A = sp.rand(2000, 2000)

x = sp.rand(2000) < .1

y = sp.rand(2000) < .1

@jit

def f(A, x ,y):

for k in range(2000):

for l in range(2000):

if x[k] and y[l]:

A[k,l] += .1

%timeit f(A,x,y)

*The timings are 8ms for Julia and 2ms for Python. I swapped the indices k and l in the Julia implementation as compared to the Python implementation since Julia is column major order and Python row major order.*

*Thanks for your suggestions!*

I like that question because it is a nobrainer for the author to use Python scientific stack and Numba. That's what he/she benchmarks against Julia. That's also what I used in How To Make Python Run As Fast As Julia.

On my machine, with Python 3.4.3 and Julia 0.4.2, the timings are 3.1 miliseconds for Python, and 4.7 miliseconds for Julia.

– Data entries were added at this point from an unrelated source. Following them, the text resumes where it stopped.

PR #1720, opened 2020-01-03
Fine-grained sharding: add default bins for auto arenas.

interwq:
Make the default bins live outside of the auto arenas.  This will help
implementing a thread-to-bin binding w/o relying on arena.

This still assumes the current bin-arena binding strategy, however the
`default_bins` will allow us to change that soon.


interwq:
Ready for review. The tests failure before was about the sharded bins unit test itself.

davidtgoldblatt:
Discussed offline -- we think we want to go a different direction with this. After #1804 it will be easier to remove page-level functionality out of the arena than to move the bins out. At that point, an arena can be "just a bucket of bins".

PR #1722, opened 2020-01-09
Make last-N dumping non-blocking

yinan1048576:
A few remarks:
- I'm chopping last-N dumping into batches, each under the `prof_recent_alloc_mtx`, so that sampled `malloc` and `free` can proceed between the batches, rather than being blocked until the entire dumping process finishes.
- I'm using the existing `prof_dump_mtx` to cover the entire dumping process, during which I first change the limit to unlimited (so that existing records can stay), then perform the dumping batches, and finally revert the limit back (and shorten the record list). `prof_dump_mtx` serves to only permit one thread at a time to dump, either the last-N records or the original stacktrace-based profiling information. An alternative approach is to use a separate mutex for the last-N records, so that the two types of dumping can take place concurrently. Thoughts?
- I'm additionally changing the `mallctl` logic for reading and writing the limit: they now need the `prof_dump_mtx`. For reading, this ensures that what's being read is always the real limit. For writing, this ensures that the application cannot change the limit during dumping. The downside is that the `mallctl` calls are blocked until the entire dumping process finishes, but I think it's fine, because the `mallctl` calls are very rare and only initiated by the application.
- I'm increasing the buffer size to be the same as the size used by stats printing and the original profiling dumping. I think I could even consolidate the last-N buffer with the original profiling buffer, especially since I'm already using `prof_dump_mtx`. Thoughts? I could have a separate commit for that, since that'd also need some refactoring of the original profiling dumping logic.
- The batch size is chosen to be 64. I figured making such a choice is quite tricky and here's how I get it -
  - The goal I'm pursuing is to find a batch size so that each batch can trigger at most one I/O procedural call: the worst case blocking time is always at least one I/O, so a smaller batch size cannot reduce the worst case blocking time, while a larger batch size can multiply the worst case blocking time.
  - The amount of output per record depends primarily on (a) the length of the stack trace and (b) whether the record has been released (two stack traces if released; one if not). I examined last-N dumps from production, 4 per service, and found that one of the services happened to have both the longest stack traces and the highest proportion of released records, and the average length per record for that service is in the order of 800-900 characters (in compact JSON format). So, if I set the batch size to be 64 records, each batch will at most output less than but close to 64K characters, which is the size of the buffer.


src/prof_recent.c
```diff
@@ -466,67 +479,95 @@ prof_recent_alloc_dump(tsd_t *tsd, void (*write_cb)(void *, const char *),
...
+			emitter_json_kv(&emitter, "released",
+			    emitter_type_bool, &released);
+
+			emitter_json_kv(&emitter, "alloc_thread_uid",
+			    emitter_type_uint64, &n->alloc_tctx->thr_uid);
+			uint64_t alloc_time_ns = nstime_ns(&n->alloc_time);
+			emitter_json_kv(&emitter, "alloc_time",
+			    emitter_type_uint64, &alloc_time_ns);
+			emitter_json_array_kv_begin(&emitter, "alloc_trace");
+			dump_bt(&emitter, n->alloc_tctx);
```
interwq: It would be better to not do the actual dumping holding the recent lock. Even with a small batch size, if the dump involves IO there will be latency spikes for regular requests. Let’s try read out the information under the recent lock (keep the info on stack), and drop the lock when dump?

Also thanks for getting to this quickly!

yinan1048576: Do you first read out everything under the lock, and then drop the lock and write it out? We may need a significant amount of space to store all the information. One allocation record can output up to 800-900 characters.

yinan1048576: I see what you mean. Changed to: read out each batch under the lock, drop the lock and do I/O. Since the buffer is large enough to hold the entire batch, there should not be any I/O during the reading. (It's hard to make an absolute guarantee because there's no way to accurately predict the output size of the batch upfront.)

interwq: I'd say to push it a bit further, and guarantee non-blocking: we can add a `_nonblocking` version of the dump_bt, which attempts only append to the buffer w/o actually dumping, and returns whether it could do so. That way we don't really need a batch size, we can simply keep buffering the output, and only unlock and dump when the buffer is full.

yinan1048576: Discussed offline, will develop a different buffered writer to meet such needs.

yinan1048576:
Rebase, and improved the buffered writing design.

I haven't implemented the details for the new buffered writing functionality. Currently they're all `TODO` placeholders. Will fill them in later. A few things to note at this stage:
- I'm temporarily naming the new mode as "manual": in such a mode, the caller has to manually call dump; otherwise `write_cb()` will never call dump and will stop writing to the buffer as soon as the buffer would overflow.
- `write_cb()` doesn't return any error. Instead, I'll be defining a boolean field in `buf_write_arg_t` indicating whether `write_cb` was not able to write to the buffer, and the caller can call `buf_write_overflow()` to check that field. The benefit, in addition to complying with the `void (*write_cb)(void *, const char *)` signature we've been using in all places, is that it's more convenient: the caller side may be a chain (in our case: `dump()` -> `dump_bt()` -> `emitter_*()` -> `write_cb()`), so if `write_cb()` returns an error, we'd have to pass it through the chain; if `write_cb()` only sets the error field, then any caller along the chain can easily check the field without the need of any extra relaying logic.

Meanwhile, the change on the caller side is complete and is ready for review: the dumping logic now looks like the following:
- Gain the lock.
- Continue writing the records to the buffer until the point there's no more records or the buffer would overflow.
  - If there's no more records to write, simply release the lock.
  - If the buffer would overflow, discard the intermediate content of the "overflow-triggering" record in the buffer, release the lock, dump, and then repeat from the beginning (starting from the "overflow-triggering" record in the last round).
- Always dump one more time at the end.

yinan1048576:
Forgot about the case where a single record may overflow the entire buffer. Also, in the end, there should be some special treatments. Will revise.

yinan1048576:
Addressed both issues. Also realized that the beginning part needs special treatment as well.

yinan1048576:
Changed the design to be the following:
- Lock the dumping mutex.
- Lock the last-N mutex, copy the list head to local, reset the original list, and release the lock. Effectively what other threads would see from this point forward is an empty list.
- Perform exactly the same segmented dumping as before, but on the local copy.
- Release the dumping mutex.
- Delete the local copy.

The main difference in this design is the local copying, whereas the previous design first set the limit to unlimited, and then dump the original list. The main drawback of the previous design is that there can be an unbounded memory peak during dumping. The new design has a `2 * limit` bound. Moreover, the `mallctl` getter and setter no longer need to first gain the dumping lock - they can freely read and write since everything is isolated from the local copy.

There's one thing I'm not sure: when dumping finishes, should I simply delete the local copy, or should I insert it back to the front of the new list (if there's extra space)? Neither one is perfect (and that's the price we pay for getting a nice memory bound):
- Delete: the next dump won't contain any allocation being dumped last time. It's good in that there's no redundancy in the dumps. However, the application also loses the ability to record any new deallocation events on the allocations dumped last time. 
- Insert back: the application can see in the next dump any new deallocation events on the allocations dumped last time. However, the concatenated list may not be a true last N trailing window, because there can be missing allocations in the middle (e.g. if the extra space is a result from a decrease-then-increase of the limit).

Thoughts?

interwq:
re: after dumping -- I'd say, insert them back (but from the other end?) only if the curr # is less than the desired N. I'd also require the dump lock on the mallctl set / get (no need to optimize for them really), to avoid things change in the middle.

interwq:
The always-delete approach may cause confusion, as people may take two profiles and compare.

yinan1048576:
Revised according to feedback. Several things to note:
- I made a reservation for the copy of the dummy head in `init()`, so that there's no need to allocate or release in the dumping function. `init()` would report error if the reservation fails. Thoughts? If it looks good, I'll do some refactoring on the node creation logic.
- On inserting back after dumping: the implementation was more interesting than I thought:
  - On a high level, the logic is as follows:
    - Acquire the last-N lock.
    - (*) In the just-dumped list, pick the record, say `t`, so that the segment from `t` to the end should be inserted back to the front of the new list (without going over `max`). (The segment may be empty or the full just-dumped list.)
    - Do the insertion.
    - Release the last-N lock and the dumping lock.
    - (*) Handle the deletions for the records up to `t` in the just-dumped list.
  - After I wrote this logic, I realized it's equivalent to the following logic:
    - Acquire the last-N lock.
    - Insert the entire just-dumped list to the front of the new list.
    - Release the last-N lock.
    - Correct the length of the list if the insertion above caused the list to grow beyond `max`, by calling `prof_recent_alloc_max_write()`, which essentially take care of the two steps labelled by (*) above.
    - Release the dump lock.
  - The main advantage is that, by calling `prof_recent_alloc_max_write()`, the code logic is significantly simplified. (What remained were all trivial.) But there are some downsides:
    - The dump lock needs to be held longer.
    - `max` may change during the dumping process, so `prof_recent_alloc_max_ctl_read()` needs the dump lock.
  - I feel the benefit of logic simplification outweighs the downsides. Thoughts?

yinan1048576:
Rebase. It was great to observe that the new stress test can still pass (at least locally on my machine), with `prof_recent_alloc_dump()` being newly implemented.

No significant difference in this revision; the new buffered writer functionalities are still placeholders. Once we finalize the caller side logic in `prof_recent_alloc_dump()`, I'll be implementing the new buffered writer functionalities.

src/prof_recent.c
```diff
@@ -506,33 +519,106 @@ prof_recent_alloc_dump(tsd_t *tsd, void (*write_cb)(void *, const char *),
...
 
-	max = prof_recent_alloc_max_update(tsd, max);
-	assert(max == 0);
+	malloc_mutex_lock(tsd_tsdn(tsd), &prof_recent_alloc_mtx);
+	prof_recent_alloc_assert_count(tsd);
+	bool need_adjust_back = false;
+	ssize_t new_max = 0;
+	if (dump_count > 0) {
+		assert(last != NULL && last->next == dump_dummy);
+		last->next = prof_recent_alloc_dummy->next;
```
interwq: Let’s add a merge utility function.

src/prof_recent.c
```diff
@@ -19,6 +19,7 @@ malloc_mutex_t prof_recent_alloc_mtx; /* Protects the fields below */
 static atomic_zd_t prof_recent_alloc_max;
 static ssize_t prof_recent_alloc_count = 0;
 static prof_recent_t *prof_recent_alloc_dummy = NULL;
+static prof_recent_t *prof_recent_alloc_dummy_reserve = NULL;
```
interwq: This could use some comments.

src/prof_recent.c
```diff
@@ -556,5 +642,18 @@ prof_recent_init() {
 	}
 	prof_recent_alloc_dummy->next = prof_recent_alloc_dummy;
 
+	assert(prof_recent_alloc_dummy_reserve == NULL);
```
interwq: Allocate the two nodes together is fine.

src/prof_recent.c
```diff
@@ -506,33 +519,106 @@ prof_recent_alloc_dump(tsd_t *tsd, void (*write_cb)(void *, const char *),
...
 	    buf_writer_get_cbopaque(&buf_writer));
+
+	malloc_mutex_lock(tsd_tsdn(tsd), &prof_dump_mtx);
 	emitter_begin(&emitter);
 
 	malloc_mutex_lock(tsd_tsdn(tsd), &prof_recent_alloc_mtx);
 	prof_recent_alloc_assert_count(tsd);
+	prof_recent_t *dump_dummy = prof_recent_alloc_dummy;
+	assert(dump_dummy != NULL);
+	prof_recent_alloc_dummy = prof_recent_alloc_dummy_reserve;
```
interwq: Add an init utility function.

src/prof_recent.c
```diff
@@ -506,33 +519,106 @@ prof_recent_alloc_dump(tsd_t *tsd, void (*write_cb)(void *, const char *),
...
+		malloc_mutex_lock(tsd_tsdn(tsd), &prof_recent_alloc_mtx);
+		if (node == NULL) {
+			node = dump_dummy->next;
+		}
+		assert(node != NULL);
+		bool need_more_batch = false;
+		while (node != dump_dummy) {
+			buf_writer_commit(&buf_writer);
+			prof_recent_alloc_dump_node(&emitter, node);
+			if (buf_writer_overflow(&buf_writer)) {
```
interwq: Maybe have the dump_node above return if overflowed?

include/jemalloc/internal/buf_writer.h
```diff
@@ -30,4 +30,15 @@ void *buf_writer_get_cbopaque(buf_writer_t *buf_writer);
 void buf_writer_flush(buf_writer_t *buf_writer);
 void buf_writer_terminate(tsdn_t *tsdn, buf_writer_t *buf_writer);
 
+/*
+ * Everything below are advanced APIs, only for scenarios where there's need to
+ * manually control the flushing operations.
```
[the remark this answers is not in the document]
yinan1048576: Will do, after we finalize the logic design and naming.

src/prof_recent.c
```diff
@@ -506,33 +519,106 @@ prof_recent_alloc_dump(tsd_t *tsd, void (*write_cb)(void *, const char *),
...
+	emitter_json_array_kv_begin(&emitter, "recent_alloc");
 
-	emitter_json_kv(&emitter, "recent_alloc_max", emitter_type_ssize, &max);
+	buf_writer_set_manual(&buf_writer);
+	prof_recent_t *node = NULL;
+	prof_recent_t *last = NULL;
+	while (true) {
+		malloc_mutex_lock(tsd_tsdn(tsd), &prof_recent_alloc_mtx);
+		if (node == NULL) {
+			node = dump_dummy->next;
```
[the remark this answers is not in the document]
yinan1048576: I put it here mainly because I wanted it to be under the `prof_recent_alloc_mtx` lock. Strictly speaking, this `dump_dummy->next` doesn't have to be under the lock, because we know that `dump_dummy` points to a list where only the content of the nodes rather than the nodes' linkages might be changed. But I'm just putting it under the lock to be rigorous, and to also be safe in case we might change any logic here in the future.

src/prof_recent.c
```diff
@@ -506,33 +519,106 @@ prof_recent_alloc_dump(tsd_t *tsd, void (*write_cb)(void *, const char *),
...
+		while (node != dump_dummy) {
+			buf_writer_commit(&buf_writer);
+			prof_recent_alloc_dump_node(&emitter, node);
+			if (buf_writer_overflow(&buf_writer)) {
+				buf_writer_revert(&buf_writer);
+				if (buf_writer_empty(&buf_writer)) {
+					buf_writer_set_auto(&buf_writer);
+					prof_recent_alloc_dump_node(
+					    &emitter, node);
+					buf_writer_set_manual(&buf_writer);
```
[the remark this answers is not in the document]
yinan1048576: Actually, when I'm looking at it again, I agree that the auto/manual naming doesn't sound that intuitive. Perhaps let's get the naming right first? How about `set_auto_flush` and `set_manual_flush`?

src/prof_recent.c
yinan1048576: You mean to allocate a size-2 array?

The best answer to the above question suggested to only loop over the indices where x and y were non null:

function h(A, x, y)

iy = find(y)

for k in find(x)

for l in iy

A[l,k] += .1

end

end

end

This takes 244 microseconds. 20 times faster than the naive Julia code, and 13 times as fast as Python!

Wait a minute, can't we do the same with Python as well? As a matter of fact, we can use the Numpy where() function. Here is the code:

import numpy as np

@jit

def h(A,x,y):

ix = np.where(x)[0]

iy = np.where(y)[0]

for k in range(len(ix)):

Ak = A[ix[k]]

for l in range(len(iy)):

Ak[iy[l]] += .1

It runs in 236 microseconds. Same as the Julia code! I say the same because it is close enough and because we are not testing on a dedicated machine. Moreover, we're running on Windows hence we're given the wall clock time, not the cpu time.

I have few takeaways:

- When people start optimizing their code, then compiled Python and Julia come close.
- Julia syntax is nicer. I am afraid that with Python we must get used to the fact that Numpy arrays aren't the default Python arrays.
- Julia syntax is nicer but there is a trick. When looping over a multi dimensional array, it is faster to start looping with the latest index, because Julia uses column major storage, like Fortran, where Python uses row major storage, like C. In Python, it is faster to loop first on the first index.